Waking up in the middle of the night is fairly likely to be connected to your blood sugar suddenly dropping either too quickly or just generally getting a bit too low. Either of those is fairly likely for a Type 2 diabetic - the first one is because your body keeps producing insulin to deal with the spike (if not hyper) following dinner and it keeps accumulating and takes a while for the body to stop once the BS gets into normal range, which produces a sharp drop that causes the body to "panic" (and the subsequent response is what wakes you up).
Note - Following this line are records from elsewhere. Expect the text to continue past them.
PR #366, opened 2022-04-02
Add Cairo.

jpakkane:

PR #1045, opened 2023-05-31
Add cairo, fontconfig, fribidi and pixman

xclaesse:
This also add support for disabling cairo tests (see https://github.com/mesonbuild/wrapdb/pull/366#issuecomment-1235580822) and increase test timeout for pixman.

### DIFF
--- a/ci_config.json
+++ b/ci_config.json
@@ -93,6 +93,9 @@
       "windows": false
     }
   },
+  "fontconfig": {
+    "fatal_warnings": false
+  },
   "fuse": {
     "_comment": "- relies on Linux and BSD specific APIs",
     "build_on": {
--- a/ci_config.json
+++ b/ci_config.json
@@ -429,6 +429,12 @@
       "--timeout-multiplier=2"
     ]
   },
+  "pixman": {
+    "_comment": "Some tests takes more than 2min to complete.",
+    "test_options": [
+      "--timeout-multiplier=3"
+    ]
+  },
   "pkgconf": {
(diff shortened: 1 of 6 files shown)


eli-schwartz:
Oh... From the other PR:

> Running tests requires specific hacks: https://gitlab.freedesktop.org/cairo/cairo/-/blob/master/.gitlab-ci.yml#L202. Even `-Dcair:tests=disabled` is not enough, which is an upstream issue.

That's sad (assuming cair is a typo for cairo and the option was correct when running).

xclaesse:
Fontconfig is now blocked by https://gitlab.freedesktop.org/fontconfig/fontconfig/-/merge_requests/275, unless we have a way to skip clang-cl CI here?

xclaesse:
> That's sad (assuming cair is a typo for cairo and the option was correct when running).

I gave it another try since that comment was pretty old, but it still fails: https://github.com/mesonbuild/wrapdb/actions/runs/5134739149/jobs/9239166651?pr=1045. That's not a functional test that get disabled with `-Dtests=disabled`. Certainly an upstream bug that would need to be investigated. But as said in the old PR, we are not upstream's CI and Meson build definition is upstream.

xclaesse:
Fixed the root cause there: https://github.com/mesonbuild/wrapdb/pull/1047

xclaesse:
@eli-schwartz failed CI is clang-cl (fixed upstream, should not be blocker for us) and msys symbolextractor crash (random). I think this PR should be merged regardless of those failures. Ok?

xclaesse:
@eli-schwartz Rebased, LGTM?

PR #1047, opened 2023-05-31
expat: Depend on Meson >=0.54.1

xclaesse:
It was already silently required, but Meson >= 1.0 started to warn about it: https://github.com/mesonbuild/meson/pull/11511.

```
expat| WARNING: Project targets '>= 0.49.0' but uses feature introduced
in '0.54.1': cmakedefine without exactly two tokens.
```


eli-schwartz:
Kind of disappointed whenever I see cmakedefine format being used at all, if I have to be honest...

eli-schwartz (approved):

PR #1048, opened 2023-06-02
Update unit-system to 0.7.1

noah1510:


eli-schwartz:
@noah1510,

This wrap no longer builds due to checksum errors. Looking at the repo it appears that you've renamed it from unit-system/ to unit-system-meson/ and therefore the generated tarball's root directory has changed, invalidating the checksum and also requiring to change the wrap-file's `directory = ` entry.

noah1510:
How should I update this then?
Should I create a PR with the updated url, filename and dir?
Does this also update the old versions or are they also going to be broken?

eli-schwartz:
Every old version is broken.

What's the goal of adding "-meson" to the project name anyway?

noah1510:
It is more than just adding this the repo was moved to an organization.
-meson is added since this is the generated source code for the meson build system.
There is also an arduino and python output so I streamlined the naming to make it more clear which output each repo is.

eli-schwartz:
It's a fairly common practice for people to have multiple repos centered around a project and name some/all the repos with a suffix indicating the programming language it is relevant for. So naming one of them "unit-system-python" is familiar to me.

I assume the Arduino repo has changed the actual code in ways specific to the Arduino environment, so that makes sense too.

Why is"unit-system Desktop C++14" named after the build system though? I'd expect it to be either "unit-system" or "unit-system-cpp", with a mild preference for the former.

If you did use the former then the repo name would stay the same. And just redirecting the user/org name has no effect on tagged archives, nor the "git clone" downloaded directory name.

noah1510:
I also considered it naming "unit-system-cxx" or rather "unit-system-cpp".
Internally the desktop C++ and Arduino share a lot of implementation details so their common tooling dir and command is cpp.

I don't want to use simply "unit-system" for one specific target due to the fact that the name is too ambiguous.
So no matter what the archive name will have to be changed.

At the moment all outputs are named after the build system because that simplifies or rather speeds up the testing of the build system files.
All the code is produced by a code generator either way so creating an output for autotools or cmake would keep the outputs cleaner and make it easier to spot issues.
Changing this will require a lot of changes to the tooling so I would have to do it later this week.

noah1510:
I finally had the time to look at this again.
The tooling changes were less than expected so the new repo name is unit-system-cppDesktop: https://github.com/unit-system-exports/unit-system-cppDesktop

PR #1050, opened 2023-06-05
Add wrap for ffmpeg (libraries only)

grep0:
Basic wrap for ffmpeg libraries (binaries not supported yet)

### DIFF
--- a/releases.json
+++ b/releases.json
@@ -2935,6 +2935,14 @@
       "0.7.3-1"
     ]
   },
+  "quickjs": {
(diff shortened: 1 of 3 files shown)


eli-schwartz:
If you just want to use the external project module then you don't need the WrapDB as it's pretty easy to locally set up.

On the other hand, use of the WrapDB is supposed to provide a portable wrap that works well OOTB, which invoking a posix shellscript on Windows is not.

PR #1051, opened 2023-06-10
liburing: update to 2.4

pobrn:
Changes:
 - sync list of examples
 - sync list of tests
 - sync list of man pages
 - compile `version.c` as well
 - create `io_uring_version.h`
 - make examples depend on `thread_dep`
 - only use `-Wno-sign-compare` for tests
 - define `UAPI_LINUX_IO_URING_H_SKIP_LINUX_TIME_TYPES_H` in `compat.h`
 - add `sys/fanotify.h` check


benoit-pierre:
It looks the source tarballs contains symlinks, maybe that's the issue?

benoit-pierre:
Or rather a case insensitive filesystem issue?

benoit-pierre:
Yes, but with with the same name (ignoring case) as the target.

benoit-pierre:
It's a link to itself, an error on dereferencing seems logical.

neheb:
right. the issue is the tarball. Wonder if there's a way to preprocess it.

neheb:
ChatGPT gave me this.

It's probably not even the right function.

```
@@ -31,7 +31,13 @@ def read_archive_files(path: Path, base_path: Path):
             archive_files = set(base_path / i for i in archive.namelist())
     else:
         with tarfile.open(archive_path) as archive:
-            archive_files = set(base_path / i.name for i in archive)
+            archive_files = set()
+            for member in archive:
+                if member.islnk():
+                    symlink_path = base_path / member.name
+                    extract_symlink(member, symlink_path)
+                else:
+                    archive_files.add(base_path / member.name)
     return archive_files
 
 if __name__ == '__main__':
```

eli-schwartz:
There appears to be an ffi library upstream, now.

eli-schwartz:
Maybe? What about my ffi comment.

neheb:
What happens if you apply https://github.com/neheb/wrapdb/commit/3878b0fb507e5f2706c917f3e328cdc73007edce ?

neheb:
yep, worked: https://github.com/neheb/wrapdb/actions/runs/6511968588

No solution for macOS.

It can even cause a short hypo (even though by the time it wakes you up and you check your BS, you might be back to non-hypo levels as if nothing happened - these are the worst).
And as mentioned, even if the above didn't happen, you can simply be getting a bit too low during the night if you didn't eat too much or you last ate long(ish) before going to bed, especially if you're on a medication that promotes insulin production.
In the first case, adjusting how much you eat before bed and what you eat exactly (preferably something that doesn't spike you too much and helps "mellowing out" the BS spike) should help. In the second case, eating a snack just before bed could help as well - just don't eat a lot, it should just be a snack, not a full meal, and have something that's mostly protein and/or fat to not cause a spike instead, the goal is to flatten your BS for the duration of the night as much as possible.